Семен Романович Воронцов, беспокоясь о судьбе отечества, мечтал об откровенном разговоре с Александром I. Если бы смог я пробыть полчаса с государем, писал он Ф. В. Ростопчину, то «непременно высказал бы все, что думаю о бедственном состоянии России, не стесняясь соображением о том, понравилось бы ему это или нет; потому что во всем, касающемся до своего Царя и Отечества, лесть составляет гнусное преступление»8. Семен Романович был весьма критического мнения и о самом императоре. «Все те, которые управляли страною в эти последние двенадцать или тринадцать лет, получают направление свыше, где нет ни знания, ни благоразумия, ни высоких чувств, но одна лишь крутая, деспотическая воля, плохо прикрываемая внешнею оболочкою кротости и лицемерного благочестия»9, — писал он тому же Ростопчину спустя годы. Семену Романовичу не довелось откровенно поговорить с государем. Но такая возможность предоставилась его сыну.

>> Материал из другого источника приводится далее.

PR #196, opened 2020-04-29
Use rollup for bundler

olamothe:
For headless, we want to be able to import es modules, which allows us to do effective tree shaking and compile time bundle size optimization.

Webpack unfortunately currently does not support generating es modules.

Во время пребывания в Петербурге М. С. Воронцов получил разрешение съездить в Англию к отцу. Ведь тому уже шел 82-й год. Было решено, что замещать его будет вице-адмирал А. Г. Грейг, главный командир Черноморского флота и портов. Но Михаил Семенович заболел, и поездку пришлось отложить. Он отправился в Крым, чтобы поправить здоровье. Действительно, после двухнедельного отдыха на южном берегу Крыма ему стало лучше.

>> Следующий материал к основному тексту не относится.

PR #197, opened 2020-05-05
Fix empty value + custom events support

olamothe:
* For search events, the `queryText` being empty is a valid input, and should not be removed.
* Added supports for trigger(s) event in SearchPageClient
* Added support for logging custom events in general in SearchPageClient

### DIFF
--- a/src/client/analytics.ts
+++ b/src/client/analytics.ts
@@ -1,5 +1,5 @@
-import { AnalyticsBeaconClient } from './analyticsBeaconClient';
-import { AnalyticsFetchClient } from './analyticsFetchClient';
+import {AnalyticsBeaconClient} from './analyticsBeaconClient';
+import {AnalyticsFetchClient} from './analyticsFetchClient';
 import {
     AnyEventResponse,
     ClickEventRequest,
@@ -16,13 +16,13 @@ import {
     IRequestPayload,
     VariableArgumentsPayload,
 } from '../events';
-import { VisitorIdProvider } from './analyticsRequestClient';
-import { WebStorage, CookieStorage } from '../storage';
-import { hasLocalStorage, hasCookieStorage } from '../detector';
-import { addDefaultValues } from '../hook/addDefaultValues';
-import { enhanceViewEvent } from '../hook/enhanceViewEvent';
-import { uuidv4 } from './crypto';
-import { convertKeysToMeasurementProtocol, isMeasurementProtocolKey, convertCustomMeasurementProtocolKeys } from './measurementProtocolMapper';
+import {VisitorIdProvider} from './analyticsRequestClient';
+import {WebStorage, CookieStorage} from '../storage';
+import {hasLocalStorage, hasCookieStorage} from '../detector';
+import {addDefaultValues} from '../hook/addDefaultValues';
+import {enhanceViewEvent} from '../hook/enhanceViewEvent';
+import {uuidv4} from './crypto';
+import {convertKeysToMeasurementProtocol, isMeasurementProtocolKey, convertCustomMeasurementProtocolKeys} from './measurementProtocolMapper';
 
 export const Version = 'v15';
 
@@ -79,7 +79,7 @@ export class CoveoAnalyticsClient implements AnalyticsClient, VisitorIdProvider 
     private analyticsFetchClient: AnalyticsFetchClient;
     private bufferedRequests: BufferedRequest[];
     private beforeSendHooks: AnalyticsClientSendEventHook[];
-    private eventTypeMapping: { [name: string]: EventTypeConfig };
+    private eventTypeMapping: {[name: string]: EventTypeConfig};
     private options: ClientOptions;
 
     constructor(opts: Partial<ClientOptions>) {
@@ -92,7 +92,7 @@ export class CoveoAnalyticsClient implements AnalyticsClient, VisitorIdProvider 
             ...opts,
         };
 
-        const { token } = this.options;
+        const {token} = this.options;
 
         this.cookieStorage = new CookieStorage();
         this.visitorId = '';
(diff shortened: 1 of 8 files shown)


src/client/analytics.ts
```diff
@@ -263,10 +263,21 @@ export class CoveoAnalyticsClient implements AnalyticsClient, VisitorIdProvider
         return parsedArguments;
     }
 
-    private removeEmptyPayloadValues(payload: IRequestPayload): IRequestPayload {
+    private getValidEmptyValuesForEvent(evtType: EventType | string): string[] {
```
olamothe, line 266: At first I thought there would be other parameters, but with hindsight I think there's only `queryText` that requires this special treatment. Not 100% sure.

So this whole method might be a bit overkill. 

Anyway, tell me if you'd prefer just a simpler `string[]` directly in `removeEmptyPayloadValues` or something.

francoislg:
I think you need to run `npm run lint` to fix some of the spacing issues

olamothe:
> I think you need to run `npm run lint` to fix some of the spacing issues

Hum this seems to be formatting some other random files I haven't touched ( `ev-events-spec.ts` , `events.ts` )

src/client/analytics.ts
```diff
@@ -263,10 +263,21 @@ export class CoveoAnalyticsClient implements AnalyticsClient, VisitorIdProvider
...
+        }
+        return []
+    }
+
+    private removeEmptyPayloadValues(payload: IRequestPayload, eventType: EventType | string): IRequestPayload {
+        const keysThatCanBeEmpty = this.getValidEmptyValuesForEvent(eventType)
+
         const isNotEmptyValue = (value: any) => typeof value !== 'undefined' && value !== null && value !== '';
         return Object.keys(payload)
             .filter((key) => isNotEmptyValue(payload[key]))
```
francoislg, line 279: I think you could create a `this.isKeyAllowedEmpty(eventType, key)` (or something like that) and call it here in the filter instead of adding the "concat" thing? 🤔 

I feel it is simpler this way:

`(key) => this.isKeyAllowedEmpty(eventType, key) || isNotEmptyValue(payload[key]))`

src/client/analytics.ts
```diff
@@ -263,10 +263,21 @@ export class CoveoAnalyticsClient implements AnalyticsClient, VisitorIdProvider
         return parsedArguments;
     }
 
-    private removeEmptyPayloadValues(payload: IRequestPayload): IRequestPayload {
+    private getValidEmptyValuesForEvent(evtType: EventType | string): string[] {
+        switch (evtType) {
```
francoislg, line 267: It would be cleaner to keep this thing into a simple object:

```
const keysThatCanBeEmpty = {
   [EventType.search]: ['queryText']
};
return keysThatCanBeEmpty[evtType] || [];
```

src/searchPage/searchPageEvents.ts
```diff
@@ -57,6 +57,29 @@ export enum SearchPageEvents {
      * Identifies the search event that gets logged when a suggested search query is selected from a standalone searchbox.
      */
     omniboxFromLink = 'omniboxFromLink',
+    /**
```
ThibodeauJF, line 60: Is a documentation review necessary for those?

olamothe: They are copied directly from JSUI (so, already reviewed)

src/client/analytics.ts
```diff
@@ -263,10 +263,19 @@ export class CoveoAnalyticsClient implements AnalyticsClient, VisitorIdProvider
         return parsedArguments;
     }
 
-    private removeEmptyPayloadValues(payload: IRequestPayload): IRequestPayload {
+    private isKeyAllowedEmpty(evtType: EventType | string, key: string) {
+        const keysThatCanBeEmpty: Partial<Record<EventType | string, string[]>> = {
```
samisayegh, line 267: Is the `Partial` type needed here?

src/client/analytics.ts
```diff
@@ -263,10 +263,19 @@ export class CoveoAnalyticsClient implements AnalyticsClient, VisitorIdProvider
         return parsedArguments;
     }
 
-    private removeEmptyPayloadValues(payload: IRequestPayload): IRequestPayload {
+    private isKeyAllowedEmpty(evtType: EventType | string, key: string) {
```
samisayegh, line 266: Since we are accepting `string`, are we getting any type-checking benefits of also specifying `EventType`?

If we can be strict, let's extend `EventType`.
If we need to be less-strict, let's use `string` and simplify here, line 267 and 275.

src/searchPage/searchPageEvents.ts
```diff
@@ -57,6 +57,29 @@ export enum SearchPageEvents {
...
+     * Identifies the custom event that gets logged when a user action triggers a new query set in the effective query pipeline on the search page.
+     */
+    triggerQuery = 'query',
+    /**
+     * Identifies the custom event that gets logged when a user action redirects them to a URL set in the effective query pipeline on the search page.
+     */
+    triggerRedirect = 'redirect',
+}
+
+export const CustomEventsTypes: Partial<Record<SearchPageEvents, string>> = {
```
samisayegh, line 78: Similar as above, is the `Partial` keyword needed here?

src/searchPage/searchPageEvents.ts
```diff
@@ -57,6 +57,29 @@ export enum SearchPageEvents {
...
+    [SearchPageEvents.triggerNotify]: 'queryPipelineTriggers',
+    [SearchPageEvents.triggerExecute]: 'queryPipelineTriggers',
+    [SearchPageEvents.triggerQuery]: 'queryPipelineTriggers',
+    [SearchPageEvents.triggerRedirect]: 'queryPipelineTriggers'
```
samisayegh, line 82: Is the value `queryPipelineTriggers` used elsewhere in the project? If so, it would be better to store as a `const` and reference.

src/client/analytics.ts
olamothe: By changing it to a `Record<string, string>`, nope !

src/searchPage/searchPageEvents.ts
olamothe: Yes, for this one we need a partial, otherwise we need to specify each `SearchPageEvents` keys in that dictionary, but we only want to have that info for "customEvents".

src/searchPage/searchPageEvents.ts
olamothe: It's not used anywhere else, no.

В том же 1825 году опасно заболела императрица Елизавета Алексеевна, супруга Александра I. Врачи посоветовали ей провести зиму на одном из европейских курортов. Но вместо Европы был выбран Таганрог. Император приехал в этот южный провинциальный городок несколькими днями раньше супруги. Он решил лично позаботиться о создании для нее подходящих условий. Императорская чета поселилась в небольшом одноэтажном доме.

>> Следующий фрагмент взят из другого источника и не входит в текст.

PR #200, opened 2020-05-11
Initial work to support running in node js environment

olamothe:
For headless, one requirement is that we need to be able to run the library on a browser as well as inside a node js environment.

This PR just adds various checks around availability of globals that would otherwise throw exception in a node js env. 

This means the script should now be importable in node js, but it does not actually make it "usable" and working properly. The main culprit for now is the "CookieStorage", for which I will open a subsequent PR.

For now, I've set it up as a "NullStorage", with a console warning.


src/client/analytics.ts
```diff
@@ -32,10 +32,13 @@ export const Endpoints = {
     hipaa: 'https://usageanalyticshipaa.coveo.com',
 };
 
+export type SupportedClientEnvironment = 'node' | 'browser'
```
dlafreniere, line 35: would there ever be any other ones? can we reduce this to simply `isBrowser`? and then re-use that instead of `this.options.env == 'browser'`

src/client/analytics.ts
```diff
@@ -107,17 +112,27 @@ export class CoveoAnalyticsClient implements AnalyticsClient, VisitorIdProvider
...
+        this.analyticsBeaconClient = this.options.env == 'browser' ? new AnalyticsBeaconClient(clientsOptions) : null;
         this.analyticsFetchClient = new AnalyticsFetchClient(clientsOptions);
-        window.addEventListener('beforeunload', () => this.flushBufferWithBeacon());
+        this.options.env == 'browser' && hasWindow() ? window.addEventListener('beforeunload', () => this.flushBufferWithBeacon()) : null;
+    }
+
+    private initStorage(): WebStorage {
+
+        if (this.options.env === 'node') {
+            console.log('Storage not implemented for nodejs environments')
```
dlafreniere, line 123: (nitpick): `Node.js`

src/detector.ts
```diff
@@ -1,19 +1,35 @@
...
 export function hasCookieStorage(): boolean {
-    return navigator.cookieEnabled;
+    return hasNavigator() ? navigator.cookieEnabled : false
 }
+
+export function hasCrypto(): boolean {
+    return typeof crypto !== 'undefined'
+}
+
+export function hasCryptoRandomValues(): boolean {
```
dlafreniere, line 29: I don't think you can have crypto without getRandomValues (not sure if its worth having separate detector functions)

src/client/analytics.ts
olamothe: It's not 100% clear for now, but eventually we will want to support stuff other than "node", yes. 

For example, for commerce, we will want to support mobile native app.

There are way to import JS library using NativeScript/ReactNative/JavaScriptCore etc..

For those, it is similar to node env, but with some "twist" :) 

When we did some POC for headless, we saw that very often, node js lib could be imported directly without any changes using ReactNative and NativeScript. JavaScript core was a different beast altogether.

It might be possible that we will need to adapt some libraries we use, or code some "shim" that would not be needed for browser or node.

But, since I don't really know what (if anything) we will actually need to change, I guess we could also simplify and just do `isBrowser`.

What do you prefer ?

src/client/analytics.ts
```diff
@@ -127,12 +142,7 @@ export class CoveoAnalyticsClient implements AnalyticsClient, VisitorIdProvider
 
     set currentVisitorId(visitorId: string) {
         this.visitorId = visitorId;
-        if (hasCookieStorage()) {
-            this.cookieStorage.setItem('visitorId', visitorId);
-        }
-        if (hasLocalStorage()) {
-            localStorage.setItem('visitorId', visitorId);
-        }
+        this.storage.setItem('visitorId', visitorId);
```
olamothe, line 145: This is one thing I wasn't too sure. It seems the old code was using both local storage and cookies to store info.

Was that intentional ? Should it be brought back ?

src/client/analytics.ts
dlafreniere: that sounds legit, I just found `this.options.env == 'browser'` and `this.options.env == 'node'` a bit... verbose?

olamothe: I could add a getter :

```
private get isBrowser() {
 return this.options.env === 'browser';
}
```

src/client/analytics.ts
```diff
@@ -107,17 +112,27 @@ export class CoveoAnalyticsClient implements AnalyticsClient, VisitorIdProvider
             token,
             visitorIdProvider: this,
         };
-        this.analyticsBeaconClient = new AnalyticsBeaconClient(clientsOptions);
+        this.analyticsBeaconClient = this.options.env == 'browser' ? new AnalyticsBeaconClient(clientsOptions) : null;
         this.analyticsFetchClient = new AnalyticsFetchClient(clientsOptions);
-        window.addEventListener('beforeunload', () => this.flushBufferWithBeacon());
+        this.options.env == 'browser' && hasWindow() ? window.addEventListener('beforeunload', () => this.flushBufferWithBeacon()) : null;
```
francoislg, line 117: This is more of a general comment (not just for this line), but would it be possible to encapsulate all the "browser" logic into its own class?

I could see something like...

```
private environment: EnvironmentSpecificClient;

this.environment = isBrowser() ? new BrowserEnvironment(this) : new NodeJSEnvironment();
```

it would make it very simple to split some implementations depending on the environment, and it would remove *most* of the `if`s from this PR, such as:

```
this.storage = this.environment.createStorage();
```

we could even encapsulate the `window.beforeUnload` into a `this.environment.init()` or something like that.

Thoughts?

src/client/analytics.ts
francoislg: I was intentional. If a user sets a new visitor ID through `coveoua("set", "userId", "{newvalue}")`, the change must be propagated in the Cookies so that the JSUI also uses this visitor ID

src/client/analytics.ts
samisayegh: I find the name `RuntimeEnvironment` better captures the purpose of the property.

src/client/analytics.ts
```diff
@@ -107,17 +112,27 @@ export class CoveoAnalyticsClient implements AnalyticsClient, VisitorIdProvider
             token,
             visitorIdProvider: this,
         };
-        this.analyticsBeaconClient = new AnalyticsBeaconClient(clientsOptions);
+        this.analyticsBeaconClient = this.options.env == 'browser' ? new AnalyticsBeaconClient(clientsOptions) : null;
```
samisayegh, line 115: Would it be safer to return a no-op `NullAnalyticsBeaconClient` here respecting the beacon client interface?

src/client/analytics.ts
samisayegh: I support this suggestion. If we have a third environment, it will be much easier to extend if we have multiple implementations respecting one interface.

src/client/analytics.ts
```diff
@@ -194,7 +204,7 @@ export class CoveoAnalyticsClient implements AnalyticsClient, VisitorIdProvider
     private flushBufferWithBeacon(): void {
         while (this.hasPendingRequests()) {
             const {eventType, payload} = this.bufferedRequests.pop() as BufferedRequest;
-            this.analyticsBeaconClient.sendEvent(eventType, payload);
+            this.analyticsBeaconClient?.sendEvent(eventType, payload);
```
samisayegh, line 207: If we used a null client instead of initializing to `null`, we would avoid any optional chaining gotchas.

rollup.config.js
```diff
@@ -31,8 +30,20 @@ const umd = {
...
 }
 
+const libUMD = {
+    input: './src/coveoua/library.ts',
+    output: [
+        umdConfig('./dist/library.js'),
+    ],
+    plugins: [
+        tsPlugin(),
+        uglify()
```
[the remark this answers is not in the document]
olamothe: You can import that common js lib in a browser, though (because you cannot use es modules for any reason). 

That's what we do in JSUI currently.

So the not "sensitive to the payload size" is not totally accurate.

src/client/analytics.ts
olamothe: Noted !

src/client/analytics.ts
olamothe: Yes good idea !

src/client/analytics.ts
olamothe: Alright !

src/client/analytics.ts
olamothe: Will revert then.

olamothe:
Closing PR: Will re-open with environment class suggestion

Пребывание их величеств на юге заставило Воронцова и его супругу изменить свои планы и спешно отправиться в Таганрог. Александр Павлович часто и подолгу беседовал с Михаилом Семеновичем. Он одобрительно отзывался о его управлении Новороссией и Бессарабией. И однажды Михаил Семенович, воспользовавшись доверительностью разговора, высказал императору свои сомнения и предложения: «…должен вам Г<осударь> сказать правду, что вы окружены людьми недостойными, хитрыми, старающимися владеть обстоятельствами и извлекать из оных и свои и связям своим пользу и не допускают до вас тех нужд на<родных> и угнетений, коими стеснены все состояния. Вы знаете, Г<осударь>, что мой <отец> живет в Л<ондоне>, а потому, если бы что и встретилось со мною неприятное за правду, я уеду к нему и буду спокоен, но совесть моя страждет за вас. Особенное чувство и долг подд<анного> извлекают из меня сии истины. Примите меры, ро<пот> начинает быть слышен повсюду, нужды умножаются, нал<оги> колеблют все классы. Простите подд<анного>» 10.